LISTED RECORDS
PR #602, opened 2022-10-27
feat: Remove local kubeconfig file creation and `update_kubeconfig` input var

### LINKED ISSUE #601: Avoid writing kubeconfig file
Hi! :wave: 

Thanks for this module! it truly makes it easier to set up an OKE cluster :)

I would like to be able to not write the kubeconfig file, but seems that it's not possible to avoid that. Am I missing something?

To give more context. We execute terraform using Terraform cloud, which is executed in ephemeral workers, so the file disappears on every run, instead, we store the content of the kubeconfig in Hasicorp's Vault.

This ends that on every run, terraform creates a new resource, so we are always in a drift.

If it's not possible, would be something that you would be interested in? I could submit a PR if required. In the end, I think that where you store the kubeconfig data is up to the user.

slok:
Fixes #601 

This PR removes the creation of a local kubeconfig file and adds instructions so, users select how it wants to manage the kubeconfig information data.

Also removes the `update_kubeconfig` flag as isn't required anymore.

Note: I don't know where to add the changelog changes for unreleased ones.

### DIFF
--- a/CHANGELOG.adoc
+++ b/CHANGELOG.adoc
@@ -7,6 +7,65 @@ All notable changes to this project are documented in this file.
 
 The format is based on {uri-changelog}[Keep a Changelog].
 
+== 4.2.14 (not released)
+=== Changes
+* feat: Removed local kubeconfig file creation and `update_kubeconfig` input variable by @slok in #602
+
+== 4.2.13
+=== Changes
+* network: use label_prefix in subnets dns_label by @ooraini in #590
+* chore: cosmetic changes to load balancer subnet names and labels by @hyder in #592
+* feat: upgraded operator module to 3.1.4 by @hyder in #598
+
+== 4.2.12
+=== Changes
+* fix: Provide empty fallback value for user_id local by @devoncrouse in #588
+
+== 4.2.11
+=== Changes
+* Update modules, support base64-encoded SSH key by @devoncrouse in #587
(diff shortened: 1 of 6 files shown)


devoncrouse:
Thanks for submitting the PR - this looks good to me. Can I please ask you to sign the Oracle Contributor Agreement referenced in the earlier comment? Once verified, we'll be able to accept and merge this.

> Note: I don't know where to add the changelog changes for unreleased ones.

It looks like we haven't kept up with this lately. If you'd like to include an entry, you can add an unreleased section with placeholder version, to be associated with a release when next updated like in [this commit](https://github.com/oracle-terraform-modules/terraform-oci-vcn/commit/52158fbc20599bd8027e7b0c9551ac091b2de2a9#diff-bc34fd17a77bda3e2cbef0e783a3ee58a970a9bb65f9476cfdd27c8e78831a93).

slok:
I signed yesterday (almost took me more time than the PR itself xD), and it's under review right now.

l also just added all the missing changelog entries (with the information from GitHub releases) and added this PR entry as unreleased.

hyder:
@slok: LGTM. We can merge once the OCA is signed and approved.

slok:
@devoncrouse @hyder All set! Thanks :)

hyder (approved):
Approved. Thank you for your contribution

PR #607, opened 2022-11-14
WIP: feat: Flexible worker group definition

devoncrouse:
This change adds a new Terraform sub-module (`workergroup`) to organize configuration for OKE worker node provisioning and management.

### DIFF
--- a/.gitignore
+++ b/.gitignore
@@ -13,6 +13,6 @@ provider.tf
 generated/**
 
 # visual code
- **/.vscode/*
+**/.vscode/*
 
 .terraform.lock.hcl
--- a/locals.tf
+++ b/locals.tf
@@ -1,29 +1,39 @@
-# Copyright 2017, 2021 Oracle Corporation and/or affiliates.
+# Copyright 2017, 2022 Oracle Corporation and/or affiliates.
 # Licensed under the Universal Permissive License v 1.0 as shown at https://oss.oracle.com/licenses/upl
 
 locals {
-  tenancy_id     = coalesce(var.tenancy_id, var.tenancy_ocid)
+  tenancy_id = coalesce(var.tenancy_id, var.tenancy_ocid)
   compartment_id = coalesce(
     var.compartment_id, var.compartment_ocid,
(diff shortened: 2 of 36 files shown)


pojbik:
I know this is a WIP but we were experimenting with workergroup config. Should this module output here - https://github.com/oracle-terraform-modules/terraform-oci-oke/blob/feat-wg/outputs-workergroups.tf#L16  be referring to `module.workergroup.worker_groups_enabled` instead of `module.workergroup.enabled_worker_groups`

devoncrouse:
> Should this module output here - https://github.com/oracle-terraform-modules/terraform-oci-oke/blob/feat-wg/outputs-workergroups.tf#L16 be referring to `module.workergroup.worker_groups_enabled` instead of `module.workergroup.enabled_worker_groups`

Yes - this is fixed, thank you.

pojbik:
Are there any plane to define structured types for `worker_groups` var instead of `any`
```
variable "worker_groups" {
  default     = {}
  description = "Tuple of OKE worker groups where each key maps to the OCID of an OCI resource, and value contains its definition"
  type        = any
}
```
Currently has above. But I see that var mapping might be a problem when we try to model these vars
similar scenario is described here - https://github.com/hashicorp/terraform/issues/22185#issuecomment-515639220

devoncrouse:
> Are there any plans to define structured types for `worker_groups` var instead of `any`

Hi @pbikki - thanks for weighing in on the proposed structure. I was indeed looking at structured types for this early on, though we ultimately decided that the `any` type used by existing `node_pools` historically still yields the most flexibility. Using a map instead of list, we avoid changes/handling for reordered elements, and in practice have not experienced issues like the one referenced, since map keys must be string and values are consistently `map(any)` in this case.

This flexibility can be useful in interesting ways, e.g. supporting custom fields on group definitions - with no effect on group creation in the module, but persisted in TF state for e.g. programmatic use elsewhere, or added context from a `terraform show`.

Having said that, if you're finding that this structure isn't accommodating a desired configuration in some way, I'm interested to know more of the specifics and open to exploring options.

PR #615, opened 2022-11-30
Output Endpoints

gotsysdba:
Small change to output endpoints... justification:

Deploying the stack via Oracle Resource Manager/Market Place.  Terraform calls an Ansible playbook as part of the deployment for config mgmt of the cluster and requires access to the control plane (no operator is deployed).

EXERCISE DETAILS
Gather up, from the records above, each line where the word "input" appears.

FINISHED TASK
feat: Remove local kubeconfig file creation and `update_kubeconfig` input var
+* feat: Removed local kubeconfig file creation and `update_kubeconfig` input variable by @slok in #602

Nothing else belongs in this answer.